> **Work instruction**: Copy out all lines in the data below containing the string "compatibility".

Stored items
PR #8412, opened 2021-11-29
fix: find() throws error while using mongodb

Corky3892:
Add support for mongodb 4.2

Closes: 8146

### Description of change

mongodb@4.2 does not export a Cursor, instead it exports a FindCursor. This change provides compatibility support to TypeORM so it works with both mongodb@3.6.4 and mongodb@4.2

Some notes on the tests:
- test/functional/commands/migration-create.ts
- test/functional/commands/migration-generate.ts
- test/functional/connection-options-reader/connection-options-reader.ts
- test/functional/persistence/delete-orphans/delete-orphans.ts

These tests were not passing prior to any changes and were disabled to complete the other tests. The remaining tests were ran successfully for both MongoDB version 4.4.10 using mongdb@4.2 driver and using MongoDB version 3.7 (using the docker image) and mongodb@3.6.4 driver.

### Pull-Request Checklist

- [X] There are new or updated unit tests validating the change - N/A
- [X] Documentation has been updated to reflect this change - N/A

### DIFF
--- a/src/entity-manager/MongoEntityManager.ts
+++ b/src/entity-manager/MongoEntityManager.ts
@@ -683,7 +683,8 @@ export class MongoEntityManager extends EntityManager {
      * Overrides cursor's toArray and next methods to convert results to entity automatically.
      */
     protected applyEntityTransformationToCursor<Entity>(metadata: EntityMetadata, cursor: Cursor<Entity> | AggregationCursor<Entity>) {
-        const ParentCursor = PlatformTools.load("mongodb").Cursor;
+        // mongdb-3.7 exports Cursor, mongodb-4.2 exports FindCursor, provide support for both.
+        const ParentCursor = PlatformTools.load("mongodb").Cursor || PlatformTools.load("mongodb").FindCursor;
         const queryRunner = this.mongoQueryRunner;
         cursor.toArray = function (callback?: MongoCallback<Entity[]>) {
             if (callback) {


pleerock:
Is it the only change that will make TypeORM to work with mongodb@4 ? I thought we should have plenty of other changes as well. For example this pr #7909

Corky3892:
@pleerock - I took a look through #7909. The first relevant piece of information to note that in version 4.2.1 of the mongodb driver the following has been included back as an export.

```typescript
import { ObjectId } from 'bson';
/**
 * @public
 * @deprecated Please use `ObjectId`
 */
export const ObjectID = ObjectId;
```

This would explain why much of the changes in #7909 have been omitted. Additionally this PR does not attempt to include those typings provided by the mongodb driver itself (*which from that discussion there maybe is not the worst thing*). Finally I also notice a change was made in #7909 to  `src/migration/MigrationExecutor.ts`, as mentioned the migration tests were note passing prior to any changes and so I did not consider them in the scope of the change.

-------------------

So to answer your question, yes this appears to be the only change necessary to make TypeORM work with MongoDB 4. This is not to say it offer full support, there may be (*in fact probably are*) features in MongoDB that are still not supported, it is probably more accurate to describe this as a compatibility change. Also note that I did not update the peer dependency to require 4.2.1, to be very clear this change enables the use cases:

__Test Results__

- mongodb@4.2.1 with MongoDB 4.4.10 > **Pass**
- mongodb@3.6.4 with MongoDB 3.7 > **Pass**
- mongodb@4.2.1 with MongoDB 3.7 > **Fail**
- mongodb@3.6.4 with MongoDB 4.4.10 > **Fail**

----------------

Please let me know if you feel any of these omissions should be included and I will take a look at them.

pleerock:
Thank you for your efforts. Let's merge it and keep tracking if users have other issues that we can resolve that won't break @3 version support.

Corky3892:
You bet! We are overdue a TS native approach for working with mongo, love what you are doing here please feel free to tag me on anything which looks related.

alegbebomby:
When can this be released on npm?

oktapodia:
@pleerock Hello, do you have an idea when that will be released?

Jmallone:
Hi, i can hardly wait for this release :)

pleerock:
Expect to have release this week.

> **Response**:
mongodb@4.2 does not export a Cursor, instead it exports a FindCursor. This change provides compatibility support to TypeORM so it works with both mongodb@3.6.4 and mongodb@4.2
So to answer your question, yes this appears to be the only change necessary to make TypeORM work with MongoDB 4. This is not to say it offer full support, there may be (*in fact probably are*) features in MongoDB that are still not supported, it is probably more accurate to describe this as a compatibility change. Also note that I did not update the peer dependency to require 4.2.1, to be very clear this change enables the use cases:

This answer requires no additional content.